PR #131, opened 2022-08-25
Initial error handling

jtronge:
This is currently a WIP, but I wanted to open it now to get feedback since these would be breaking changes for any code that relies on rsmpi. I have not attempted anything yet with the collective code, but I've made all the code in `point_to_point.rs` return `Result`, indicating the MPI error class on failure. The examples should be updated as well.


src/error.rs
```diff
@@ -0,0 +1,258 @@
...
+        #[err(MPI_ERR_LASTCODE)]
+        LastCode,
+    }
+}
+
+/// Crate-internal function for mapping from MPI return code to RSMPI ErrorKind
+pub(crate) fn error_kind(res: c_int) -> ErrorKind {
+    match ErrorKind::from_raw(res) {
+        Some(kind) => kind,
+        None => panic!("Could not find matching ErrorKind for returncode '{}'", res),
```
jedbrown, line 256: Should we be calling `MPI_Error_string()` to be more descriptive?

src/topology/mod.rs
```diff
@@ -72,8 +73,17 @@ impl SystemCommunicator {
     ///
     /// # Examples
     /// See `examples/simple.rs`
-    pub fn world() -> SystemCommunicator {
-        unsafe { SystemCommunicator::from_raw_unchecked(ffi::RSMPI_COMM_WORLD) }
+    pub fn world() -> Result<SystemCommunicator, ErrorKind> {
+        unsafe {
+            let res = ffi::MPI_Comm_set_errhandler(ffi::RSMPI_COMM_WORLD, ffi::RSMPI_ERRORS_RETURN);
```
jedbrown, line 78: I don't think `world()` should imply this change of error handling behavior, and I don't think `world()` needs to return a `Result`.

jedbrown (commented):
Looks good in general; thanks! I think the razor is to ask whether a given function can fail for a reason other than programmer error. So `.world()` and `.this_process()` don't have errors. Certainly anything collective should return `Result` because it can fail due to network partition or disruption of other ranks; indeed these are errors some applications would want to actually recover from versus mere clean-up-and-exit.

Rust std has decided that allocation doesn't return `Result` (just panics). I can't envision a scenario in which rsmpi would be used in nostd so I think mere allocation need not return `Result`. So this raises the question of whether the likes of `.immediate_send()` should return `Result`. Perhaps not if it can't fail (when given valid inputs) except by something akin to failed allocation. (When we can't enforce "valid inputs" via the type system, we can panic if they are invalid, just like array indexing with an out of range index.)

I'd be curious to hear your and @hppritcha opinions about when to return `Result` and when to panic.

src/error.rs
hppritcha: yes that would be nice to do

src/topology/mod.rs
jtronge: Ok. Do you think we should just panic here on an error with `MPI_Comm_set_errhandler`? Or maybe I should move this call into `Universe::initialize()`.

jtronge:
Thanks for look at this.

For `immediate_send`/`MPI_Isend` and similar functions I'm not sure if there is a guarantee on what kinds of errors an implementation might return. It might be the case that it could return some unexpected but recoverable error, and in that case we probably don't want to panic. If it does only return allocation-related errors, then maybe it would be fine to panic there. But again I'm not sure about that.

It seems that MPI, when set to ERRORS_RETURN, will even return argument errors such as `MPI_ERR_ARG`, whereas in Rust code there would likely be an assert statement. I'm guessing that those types of errors would most likely point to an error in how RSMPI is validating user-provided arguments, but maybe not always.

I'm thinking that we should probably panic on some of these MPI errors, while returning the others. For example errors that might indicate that RSMPI code is doing something wrong or errors like `MPI_ERR_INTERN` which really isn't recoverable.

PR #140, opened 2022-12-05
Attributes, inter-communicators, and spawning

jedbrown:
This isn't super full-featured, but I think the interface is convenient enough. Process spawning with Open MPI is a bit more expensive than launching using `mpiexec`.


jtronge:
This looks great. I tried the three examples locally.

Is this assuming that inter communicators are created outside of rsmpi right now? I didn't see any `MPI_Intercomm_*` functions.

jedbrown:
`MPI_Comm_spawn` creates intercommunicators. I didn't bind `MPI_Intercomm_create` because I'm interested in spawning, but it could be done later.

Cargo.toml
```diff
@@ -27,14 +27,15 @@ derive = ["mpi-derive"]
 
 [dependencies]
 conv = "0.3"
-libffi = { version = "3.0.0", optional = true }
+libffi = { version = "3.0.1", optional = true }
```
hppritcha, line 30: were these version changes needed for this PR or just to pull in newer versions?

jedbrown: Not necessary; could be dropped.

PR #151, opened 2023-02-09
Fix parsing of MPI compiler flags.

### LINKED ISSUE #150: Incorrect parsing of `-L` and `-I` paths in build-probe-mpi
Some MPI implementations (namely Intel MPI) surround the linker and include paths in the output of `mpicc -show` with quotes, e.g.:

```sh
gcc -I"/opt/intel/oneapi/mpi/2021.8.0/include" -L"/opt/intel/oneapi/mpi/2021.8.0/lib/release" -L"/opt/intel/oneapi/mpi/2021.8.0/lib" -Xlinker --enable-new-dtags -Xlinker -rpath -Xlinker "/opt/intel/oneapi/mpi/2021.8.0/lib/release" -Xlinker -rpath -Xlinker "/opt/intel/oneapi/mpi/2021.8.0/lib" -lmpifort -lmpi -lrt -lpthread -Wl,-z,now -Wl,-z,relro -Wl,-z,noexecstack -Xlinker --enable-new-dtags -ldl
```

The current implementation of `build-probe-mpi` passes the substring after the `-I` and `-L` flags directly to `PathBuf::from`, which results in the string being parsed as a single file name and not as a path.

In the case of Intel MPI begin installed alongside OpenMPI, this causes the linkage of OpenMPI which does not result in a build failure, but leads to segfaults on program execution because some external symbols are incorrectly resolved.

I will add a PR which unescapes the paths from the `mpicc -show` output.

niklas-uhl:
This fixes a bug where the linker and include flags are not passed
correctly if the output of `mpicc -show` surrounds them by quotes.

Closes #150


jedbrown:
Thanks!

jedbrown:
Oops, can you use `cargo fmt` to fix the lint?

jedbrown:
Hi, could you rebase this on current `main` to pick up the CI versioning fix?

jedbrown:
Do you see what's going on with the tests?

niklas-uhl:
It seems to work now, see https://github.com/niklas-uhl/rsmpi/pull/1

jedbrown:
Thanks for fixing this issue and writing the tests. Is it possible we would get output with `"-L/path/with spaces/lib"`? Should we use [`shell_words::split`](https://docs.rs/shell-words/latest/shell_words/fn.split.html) for this?

niklas-uhl:
I tried installing Intel MPI to a location containing a space (was not possible with MPICH) and the output of `mpicc -show` was:
```bash
gcc -I"/opt/intel/My Oneapi/mpi/2021.8.0/include" -L"/opt/intel/My Oneapi/mpi/2021.8.0/lib/release" -L"/opt/intel/My Oneapi/mpi/2021.8.0/lib" -Xlinker --enable-new-dtags -Xlinker -rpath -Xlinker "/opt/intel/My Oneapi/mpi/2021.8.0/lib/release" -Xlinker -rpath -Xlinker "/opt/intel/My Oneapi/mpi/2021.8.0/lib" -lmpifort -lmpi -lrt -lpthread -Wl,-z,now -Wl,-z,relro -Wl,-z,noexecstack -Xlinker --enable-new-dtags -ldl
```

So yeah, the current parsing would fail in that case, which could be fixed by using `shell_words::split`.

But I have the impression that the whole argument parsing is rather fragile (even `mpicc -show` is not standardized). But being able to correctly link MPI programs is a crucial part for using MPI in Rust (e.g. I am actually not using the rsmpi bindings, but only the mpi-sys crate directly). Maybe one would be better of just calling a CMake script for fetching the MPI flags, because CMake's compile argument parsing is better maintained and mature. But this beyond the scope of this PR, maybe I will have a look at this when I have more time.

For getting this PR merged, do you still want me to include `shell_words::split` or make it a separate PR?

jedbrown:
Thanks. It's hard for me to imagine something I would dislike more than growing a dependency on CMake. :sweat_smile: 

Your updated PR looks great, thanks.

niklas-uhl:
Mhmm, the windows action succeeded before and I didn't touch any code that this depends on ...

niklas-uhl:
Ah, I saw that you already fixed a race condition in the examples, seems like there is another one.

jedbrown:
This one I've only ever seen on Windows, which I don't have on a dev machine. I actually don't know if it's a code problem or environment problem. I've seen Windows runners sometimes be flaky at earlier stages like git clone and I have much less confidence in correctness of MS-MPI than in MPICH or Open MPI.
——————
§ Exercise: Show the lines of the listing above with "MPICH".

§ Final answer:
I tried installing Intel MPI to a location containing a space (was not possible with MPICH) and the output of `mpicc -show` was:
This one I've only ever seen on Windows, which I don't have on a dev machine. I actually don't know if it's a code problem or environment problem. I've seen Windows runners sometimes be flaky at earlier stages like git clone and I have much less confidence in correctness of MS-MPI than in MPICH or Open MPI.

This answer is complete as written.